PR #167, opened 2018-10-18
[HIVEMALL-220] Implement Cofactor

jaxony:

Implemented new matrix factorization algorithm for the recommendation problem.

## What type of PR is it?

Feature

## What is the Jira issue?

https://issues.apache.org/jira/browse/HIVEMALL-220

## How was this patch tested?

Unit tests and manual testing on ML20M in a Hive dev environment

## How to use this feature?

TODO

## Checklist

(Please remove this section if not needed; check `x` for YES, blank for NO)

- [ ] Did you apply source code formatter, i.e., `./bin/format_code.sh`, for your commit?
- [ ] Did you run system tests on Hive (or Spark)?

### DIFF
--- a/core/src/main/java/hivemall/fm/Feature.java
+++ b/core/src/main/java/hivemall/fm/Feature.java
@@ -171,7 +171,7 @@ public abstract class Feature {
     }
 
     @Nonnull
-    static Feature parseFeature(@Nonnull final String fv, final boolean asIntFeature)
+    public static Feature parseFeature(@Nonnull final String fv, final boolean asIntFeature)
             throws HiveException {
         final int pos1 = fv.indexOf(':');
         if (pos1 == -1) {
--- a/core/src/main/java/hivemall/mf/CofactorModel.java
+++ b/core/src/main/java/hivemall/mf/CofactorModel.java
@@ -264,7 +264,8 @@ public class CofactorModel {
 
     }
 
-    private static RealMatrix calculateDelta(List<Feature> children, Map<String, RealVector> weights, int numFactors, float constant) {
+    protected static RealMatrix calculateDelta(List<Feature> children, Map<String, RealVector> weights, int numFactors, float constant) {
+        // equivalent to `B_u.T.dot((c1 - c0) * B_u)` in cofacto.py
         RealMatrix delta = new Array2DRowRealMatrix(numFactors, numFactors);
         int i = 0, j = 0;
         for (int f = 0; f < numFactors; f++) {
@@ -279,9 +280,8 @@ public class CofactorModel {
     private static double dotFactorsAlongDims(List<Feature> keys, Map<String, RealVector> weights, int dim1, int dim2) {
         double result = 0.d;
         for (Feature f : keys) {
-            double rating = f.getValue();
             RealVector vec = getFactorVector(f.getFeature(), weights);
-            result += rating * vec.getEntry(dim1) * vec.getEntry(dim2);
+            result += vec.getEntry(dim1) * vec.getEntry(dim2);
         }
         return result;
     }
--- a/core/src/main/java/hivemall/mf/CofactorModel.java
+++ b/core/src/main/java/hivemall/mf/CofactorModel.java
@@ -219,7 +219,7 @@ public class CofactorModel {
 
         for (CofactorizationUDTF.TrainingSample sample : samples) {
             // filter for trainable items
-            List<Feature> trainableItems = filterTrainableFeatures(sample, beta);
+            List<Feature> trainableItems = filterTrainableFeatures(sample.children, beta);
 
             RealVector A = calculateA(trainableItems, beta, c1);
 
@@ -257,10 +257,10 @@ public class CofactorModel {
         return idMatrix.scalarMultiply(lambda);
     }
 
-    private static List<Feature> filterTrainableFeatures(CofactorizationUDTF.TrainingSample sample, Map<String, RealVector> weights) {
+    private static List<Feature> filterTrainableFeatures(Feature[] features, Map<String, RealVector> weights) {
         List<Feature> trainableFeatures = new ArrayList<>();
         String fName;
-        for (Feature f : sample.children) {
+        for (Feature f : features) {
             fName = f.getFeature();
             if (isTrainable(fName, weights)) {
                 trainableFeatures.add(f);
--- a/core/src/main/java/hivemall/mf/CofactorModel.java
+++ b/core/src/main/java/hivemall/mf/CofactorModel.java
@@ -148,7 +148,7 @@ public class CofactorModel {
         String key = f.getFeature();
         biases.put(key, value);
     }
-    
+
     public RealVector getGammaVector(final Feature f) {
         return getFactorVector(f, gamma,false);
     }
@@ -163,15 +163,6 @@ public class CofactorModel {
 
     public void setGammaBias(final Feature f, final double value) {
         setBias(f, gammaBias, value);
-    }
-
-    @Nonnull
-    private static Random[] newRandoms(@Nonnull final int size, final long seed) {
-        final Random[] rand = new Random[size];
-        for (int i = 0, len = rand.length; i < len; i++) {
-            rand[i] = new Random(seed + i);
-        }
-        return rand;
     }
 
     public double getMeanRating() {
@@ -198,6 +189,14 @@ public class CofactorModel {
         return getFactorVector(f, beta, init);
     }
 
+    public double getBetaBias(final Feature f) {
+        return getBias(f, betaBias);
+    }
+
+    public void setBetaBias(final Feature f, final double value) {
+        setBias(f, betaBias, value);
+    }
+
     /**
      * Update latent factors of the users in the provided mini-batch.
      */
@@ -205,12 +204,13 @@ public class CofactorModel {
 
     }
 
-    public double getBetaBias(final Feature f) {
-        return getBias(f, betaBias);
-    }
-
-    public void setBetaBias(final Feature f, final double value) {
-        setBias(f, betaBias, value);
+    @Nonnull
+    private static Random[] newRandoms(@Nonnull final int size, final long seed) {
+        final Random[] rand = new Random[size];
+        for (int i = 0, len = rand.length; i < len; i++) {
+            rand[i] = new Random(seed + i);
+        }
+        return rand;
     }
 
     protected static void uniformFill(final RealVector a, final Random rand, final float maxInitValue) {
--- a/core/src/main/java/hivemall/mf/CofactorModel.java
+++ b/core/src/main/java/hivemall/mf/CofactorModel.java
@@ -234,7 +234,7 @@ public class CofactorModel {
 
         RealVector A = calculateA(trainableItems, beta, c1);
 
-        RealMatrix delta = calculateDelta(trainableItems, beta, numFactors, c1 - c0);
+        RealMatrix delta = calculateWTWSubset(trainableItems, beta, numFactors, c1 - c0);
         RealMatrix B = BTBpR.add(delta);
 
         // solve and update factors
@@ -271,8 +271,8 @@ public class CofactorModel {
         RealVector RSD = calculateRSD(sample.parent, trainableCooccurringItems, numFactors, betaBias, gammaBias, gamma);
         RealVector ApRSD = calculateA(trainableUsers, theta, c1).add(RSD);
 
-        RealMatrix GTG = calculateDelta(trainableCooccurringItems, gamma, numFactors, 1.f);
-        RealMatrix delta = calculateDelta(trainableUsers, theta, numFactors, c1 - c0);
+        RealMatrix GTG = calculateWTWSubset(trainableCooccurringItems, gamma, numFactors, 1.f);
+        RealMatrix delta = calculateWTWSubset(trainableUsers, theta, numFactors, c1 - c0);
         RealMatrix B = TTTpR.add(delta).add(GTG);
 
         // solve and update factors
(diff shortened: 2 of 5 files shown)


core/src/main/java/hivemall/mf/FactorizedModel.java
```diff
@@ -30,25 +30,25 @@
 import javax.annotation.concurrent.NotThreadSafe;
 
 @NotThreadSafe
-public final class FactorizedModel {
+public class FactorizedModel {
```
myui: It seems FactorizedModel is not used in Cofactor. 

Is this change required? Revert if not used.

core/src/main/java/hivemall/mf/CofactorModel.java
```diff
@@ -0,0 +1,629 @@
...
+    // rank matrix initialization
+    protected final RankInitScheme initScheme;
+
+    @Nonnull
+    private double globalBias;
+
+    // storing trainable latent factors and weights
+    private Map<String, RealVector> theta;
+    private Map<String, RealVector> beta;
+    private Map<String, Double> betaBias;
```
myui: Please use `Object2DoubleMap<String> betaBias` instead to reduce memory consumption.

core/src/main/java/hivemall/mf/CofactorModel.java
```diff
@@ -0,0 +1,629 @@
...
+    private Map<String, RealVector> gamma;
+    private Map<String, Double> gammaBias;
```
myui: Please use `Object2DoubleMap<String> gammaBias` instead to reduce memory consumption.

core/src/main/java/hivemall/mf/CofactorModel.java
```diff
@@ -0,0 +1,629 @@
...
+                WTW.setEntry(f, ff, val);
+            }
+        }
+        return WTW;
+    }
+
+    protected static RealMatrix calculateWTWSubset(List<Feature> subset, Map<String, RealVector> weights, int numFactors, float constant) {
+        // equivalent to `B_u.T.dot((c1 - c0) * B_u)` in cofacto.py
+        RealMatrix delta = new Array2DRowRealMatrix(numFactors, numFactors);
+        int i = 0, j = 0;
```
myui: ` int i = 0, j = 0;` never used. 

This could be found in IDE warning. Please resolve all IDE warnings.

core/src/main/java/hivemall/mf/CofactorModel.java
```diff
@@ -0,0 +1,629 @@
...
+        this.c0 = c0;
+        this.c1 = c1;
+
+    }
+
+    private void initFactorVector(String key, Map<String, RealVector> weights) {
+        if (weights.containsKey(key)) {
+            return;
+        }
+        RealVector v = new ArrayRealVector(factor);
```
myui:
```
final double[] v = new double[factor];
...
weight.put(key, new ArrayRealVector(v));
```

is better.

core/src/main/java/hivemall/mf/CofactorModel.java
```diff
@@ -0,0 +1,629 @@
...
+
+    protected static void gaussianFill(final RealVector a, final Random[] rand, final double stddev) {
+        for (int i = 0, len = a.getDimension(); i < len; i++) {
+            double v = MathUtils.gaussian(0.d, stddev, rand[i]);
+            a.setEntry(i, v);
+        }
+    }
+
+    private static void checkHyperparameterC(final float c) {
+        assert c >= 0.f && c <= 1.f;
```
myui: Better to throw exceptions instead of assertion (could be off in production).

`Precondition.checkArgument(c >= 0.f && c <= 1.f)`

core/src/main/java/hivemall/mf/CofactorModel.java
```diff
@@ -0,0 +1,629 @@
...
+        for (Feature f : keys) {
+            RealVector vec = getFactorVector(f.getFeature(), weights);
+            result += vec.getEntry(dim1) * vec.getEntry(dim2);
+        }
+        return result;
+    }
+
+    private static double dotFactorsAlongDims(Map<String, RealVector> weights, int dim1, int dim2) {
+        double result = 0.d;
+        for (String key : weights.keySet()) {
```
myui: Why not simply 

```
        for(RealVector vec : weights.values()) {
           ...      
        }
```

What's expected behavior when `vec.getEntry(dim1/2)` returns null?

core/src/main/java/hivemall/mf/CofactorModel.java
```diff
@@ -0,0 +1,629 @@
...
+
+    /**
+     * Add v to u in-place without creating a new RealVector instance.
+     * @param u vector to which v will be added
+     * @param v vector containing new values to be added to u
+     * @param scalar value to multiply each entry in v before adding to u
+     */
+    private static void addInPlace(RealVector u, RealVector v, double scalar) {
+        assert u.getDimension() == v.getDimension();
+        for (int i = 0; i < u.getDimension(); i++) {
```
myui: I prefer avoiding method calls by

```java
for (int i = 0, size=u.getDimension(); i < size; i++) {
```

core/src/main/java/hivemall/mf/CofactorizationUDTF.java
```diff
@@ -0,0 +1,574 @@
...
+        private List<TrainingSample> users;
+        private List<TrainingSample> items;
+
+        protected MiniBatch(int maxSize) {
+            this.maxSize = maxSize;
+        }
+
+        protected void add(TrainingSample sample) {
+            if (size() == this.maxSize) {
+                return;
```
myui: `sample` is thrown away?

You can return boolean value to check MiniBatch is full or not.

core/src/main/java/hivemall/mf/CofactorModel.java
```diff
@@ -0,0 +1,638 @@
...
+        return weights.get(key);
+    }
+
+    private static void setFactorVector(String key, Map<String, RealVector> weights, RealVector factorVector) {
+        assert weights.containsKey(key);
+        weights.put(key, factorVector);
+    }
+
+    private static double getBias(String key, Map<String, Double> biases) {
+        if (!biases.containsKey(key)) {
```
myui: three hash lookup for worse case...

```
        final Double v = biases.get(key);
        if(v == null) {
            return 0.d;
        }
        return v.doubleValue();
```

Or, 

```java
    private static double getBias(String key, Object2DoubleMap<String> biases) {
        // biases.defaultReturnValue(0.f); -- set in initialization
        return biases.get(key);
    }
```

core/src/main/java/hivemall/mf/CofactorModel.java
```diff
@@ -0,0 +1,640 @@
...
+
+        for (CofactorizationUDTF.TrainingSample sample : samples) {
+            RealVector newThetaVec = calculateNewThetaVector(sample, beta, factor, BTBpR, c0, c1);
+            if (newThetaVec != null) {
+                setFactorVector(sample.context.getFeature(), theta, newThetaVec);
+            }
+        }
+    }
+
+    protected static RealVector calculateNewThetaVector(CofactorizationUDTF.TrainingSample sample, Map<String, RealVector> beta,
```
myui: `@VisibleForTesting` for testing purpose.

core/src/main/java/hivemall/mf/CofactorizationUDTF.java
jaxony: I think an explicit mini batch size is not required anymore. The upper limit is the size of the `inputBuf`. Is this correct?

core/src/main/java/hivemall/mf/CofactorModel.java
jaxony: `RealVector` implementation has now changed to `double[]`, so by default it should be `0`. In any case, all entries in `weights` have been initialized to uniform random or gaussian so the array entries should be valid.

core/src/main/java/hivemall/fm/Feature.java
```diff
@@ -383,4 +383,10 @@ public static void l2normalize(@Nonnull final Feature[] features) {
         }
     }
 
+    @Override
```
myui: Why this `equals` method is required? Assume this is not used.

core/src/main/java/hivemall/mf/CofactorModel.java
```diff
@@ -0,0 +1,715 @@
...
+import java.util.List;
+import java.util.Map;
+import java.util.Random;
+
+
+public class CofactorModel {
+
+    public enum RankInitScheme {
+        random /* default */, gaussian;
+
```
myui: please remove unnessesary line breaks.

core/src/main/java/hivemall/mf/CofactorModel.java
```diff
@@ -0,0 +1,715 @@
...
+        this.A = new ArrayRealVector(this.factor);
+
+        this.randU = newRandoms(factor, 31L);
+        this.randI = newRandoms(factor, 41L);
+
+        Preconditions.checkArgument(c0 >= 0.f && c0 <= 1.f);
+        Preconditions.checkArgument(c1 >= 0.f && c1 <= 1.f);
+        this.c0 = c0;
+        this.c1 = c1;
+
```
myui: break line

core/src/main/java/hivemall/mf/CofactorModel.java
```diff
@@ -0,0 +1,715 @@
...
+    protected static RealVector solve(RealMatrix B, double[][] dataB, RealVector A, double[] dataA) throws HiveException {
+        // b * x = a
+        // solves for x
+        copyData(B, dataB);
+        copyData(A, dataA);
+        SingularValueDecomposition svd = new SingularValueDecomposition(B);
+        return svd.getSolver().solve(A);
+    }
+
+    private static void copyData(RealMatrix dst, double[][] src) throws HiveException {
```
myui: add `@Nonnull`

core/src/main/java/hivemall/mf/CofactorModel.java
```diff
@@ -0,0 +1,715 @@
...
+    }
+
+    private static void copyData(RealVector dst, double[] src) throws HiveException {
+        checkCondition(dst.getDimension() == src.length, DIFFERENT_DIMS_ERR);
+        for (int i = 0; i < dst.getDimension(); i++) {
+            dst.setEntry(i, src[i]);
+        }
+    }
+
+    private static void copyData(double[] dst, RealVector src) throws HiveException {
```
myui: add `@Nonnull` .. ditto

core/src/main/java/hivemall/mf/CofactorModel.java
```diff
@@ -0,0 +1,715 @@
...
+        return result;
+    }
+
+    @VisibleForTesting
+    protected static double[] calculateA(List<Feature> items, Map<String, double[]> weights, int numFactors, float constant) throws HiveException {
+        // Equivalent to: a = x_u.dot(c1 * B_u)
+        // x_u is a (1, i) matrix of all ones
+        // B_u is a (i, F) matrix
+        // What it does: sums factor n of each item in B_u
+//        clearArray(A);
```
myui: remove unused code

core/src/main/java/hivemall/mf/CofactorModel.java
```diff
@@ -0,0 +1,715 @@
...
+    }
+
+    private static void clearArray(double[] a) {
+        for (int i = 0; i < a.length; i++) {
+            a[i] = 0.d;
+        }
+    }
+
+    public Double predict(String user, String item) {
+        if (!isTrainable(user, theta) || !isTrainable(item, beta)) {
```
myui: naming can be revised. `isTrainable` in predict? 

Rename or simply removing method. `!theta.contains(user) || beta.contains(item)`

core/src/main/java/hivemall/fm/Feature.java
jaxony: I use it in a test in `CofactorizationUDTF` where I check if a `Feature` read from disk is equal to the expected `Feature`

core/src/main/java/hivemall/mf/CofactorizationUDTF.java
```diff
@@ -0,0 +1,584 @@
...
+    }
+
+    @Nonnull
+    private static Feature instantiateFeature(@Nonnull final ByteBuffer input) {
+        return new StringFeature(input);
+    }
+
+    @VisibleForTesting
+    protected boolean readMiniBatchFromFile(MiniBatch miniBatch) throws HiveException {
+        inputBuf.clear();
```
jaxony: Fix this bug: remove the line

core/src/main/java/hivemall/fm/Feature.java
myui: See https://medium.com/codelog/overriding-hashcode-method-effective-java-notes-723c1fedf51c 

Usually, overriding `equals` required `hashCode` because hashCode (and equals) is used for HashMap key search.

jaxony:
Hi @myui, I'd like to continue working on cofactor and hopefully get it merged in. Any recommendations on how I can test implementation in distributed environment?

myui:
Hi @jaxony welcome back!

For pseudo evaluation, docker is easy to evaluate.
https://hivemall.incubator.apache.org/userguide/docker/getting_started.html
^ single worker 

This docker-compose spin-up multiple hadoop servers using @Lewuathe 's
https://github.com/Lewuathe/docker-hadoop-cluster

Then, you can just login to master node and [setup Hive (and hivemall)](https://github.com/apache/incubator-hivemall/blob/master/resources/docker/Dockerfile#L58) on the master node. Note Hive command is just a standalone application submitting jobs to Hadoop.
https://github.com/apache/incubator-hivemall/blob/master/resources/docker/Dockerfile#L58

You can modify [Hive setup process on master node](https://github.com/Lewuathe/docker-hadoop-cluster/blob/master/hadoop-master/Dockerfile
) following 
https://github.com/apache/incubator-hivemall/blob/master/resources/docker/Dockerfile#L58

Also, I'll consider to provide you EMR testbed.

myui:
@jaxony For security reasons, we would like to add your IP address to whitelist for accessing our EMR environment. Do you have specific IP range (e.g., university's one)?

jaxony:
@myui I think the University of Melbourne's IP range is 128.250.0.0 to 128.250.0.255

Your goal:
Where does the string "parseFeature" appear in the records above? Return every line that holds it.

Finished exercise:
-    static Feature parseFeature(@Nonnull final String fv, final boolean asIntFeature)
+    public static Feature parseFeature(@Nonnull final String fv, final boolean asIntFeature)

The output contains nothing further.